Bayer AG, Bayer Technology Services, 51368 Leverkusen, Germany.
BMC Med Genomics. 2011 Oct 14;4:73. doi: 10.1186/1755-8794-4-73.
Identifying stable gene lists for diagnosis, prognosis prediction, and treatment guidance of tumors remains a major challenge in cancer research. Microarrays measuring differential gene expression are widely used and should be versatile predictors of disease and other phenotypic data. However, gene expression profile studies and predictive biomarkers are often of low power, requiring numerous samples for a sound statistic, or vary between studies. Given the inconsistency of results across similar studies, methods that identify robust biomarkers from microarray data are needed to relay true biological information. Here we present a method to demonstrate that gene list stability and predictive power depends not only on the size of studies, but also on the clinical phenotype.
Our method projects genomic tumor expression data to a lower dimensional space representing the main variation in the data. Some information regarding the phenotype resides in this low dimensional space, while some information resides in the residuum. We then introduce an information ratio (IR) as a metric defined by the partition between projected and residual space. Upon grouping phenotypes such as tumor tissue, histological grades, relapse, or aging, we show that higher IR values correlated with phenotypes that yield less robust biomarkers whereas lower IR values showed higher transferability across studies. Our results indicate that the IR is correlated with predictive accuracy. When tested across different published datasets, the IR can identify information-rich data characterizing clinical phenotypes and stable biomarkers.

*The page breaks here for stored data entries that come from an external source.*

PR #1940, opened 2026-09-09
[Enhancement] Alien speed modifier

JordanLongstaff:
Added a slider to control how fast the aliens move during the Ranch Invasion minigame. Minimum 0.5x, maximum 5.0x.

Why 0.5x minimum? Because the aliens normally take 1 hour 20 minutes to reach the barn, and the minigame lasts for 2 hours 45 minutes. So lowering the minimum any further would literally make it impossible to fail. At that point, just use the skip checkbox right below.

Why 5.0x maximum? Because that reduces the aliens' travel time to the barn to just 16 minutes, which factors nicely. I play tested and was able to beat it with Inverted Song of Time. The next fastest I had considered was 8.0x, which gives you only 10 minutes to defeat each alien, but I decided that it was too fast, even with my computer being slow. Partly because of that, I think.

Anyone else is welcome to play test this if they want. 8.0x might be winnable if you're a video game god. Infinite Ammo attempts don't count IMO, though.

### Build Artifacts
  - [2ship-mac.zip](https://nightly.link/HarbourMasters/2ship2harkinian/actions/artifacts/10090674538.zip)
  - [2ship-linux.zip](https://nightly.link/HarbourMasters/2ship2harkinian/actions/artifacts/10090670993.zip)
  - [2ship-windows.zip](https://nightly.link/HarbourMasters/2ship2harkinian/actions/artifacts/10090569590.zip)


JordanLongstaff:
@Eblo No conflicts with #1942 🙂

Eblo (approved):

The IR presents a quantitative metric to estimate the information content of gene expression data with respect to particular phenotypes.
鉴定用于肿瘤诊断、预后预测和治疗指导的稳定基因列表仍然是癌症研究中的一个主要挑战。测量差异基因表达的微阵列被广泛应用,并且应该是疾病和其他表型数据的多功能预测因子。然而,基因表达谱研究和预测生物标志物的功效往往较低,需要大量样本进行稳健的统计分析,或者在研究之间存在差异。鉴于类似研究的结果不一致,需要有从微阵列数据中识别稳健生物标志物的方法来传递真实的生物学信息。在这里,我们提出了一种方法来证明基因列表的稳定性和预测能力不仅取决于研究的规模,还取决于临床表型。
我们的方法将基因组肿瘤表达数据投影到一个较低维度的空间中,代表数据的主要变化。一些关于表型的信息驻留在这个低维空间中,而一些信息驻留在残差中。然后,我们引入了一个信息比(IR)作为一个度量标准,由投影空间和残差空间之间的划分定义。在对肿瘤组织、组织学分级、复发或老化等表型进行分组后,我们表明,较高的 IR 值与产生不稳健生物标志物的表型相关,而较低的 IR 值则表现出较高的跨研究可转移性。我们的结果表明,IR 与预测准确性相关。当在不同的已发表数据集上进行测试时,IR 可以识别出以临床表型和稳定生物标志物为特征的富含信息的数据。
IR 提供了一种定量度量标准,可以估计特定表型的基因表达数据的信息量。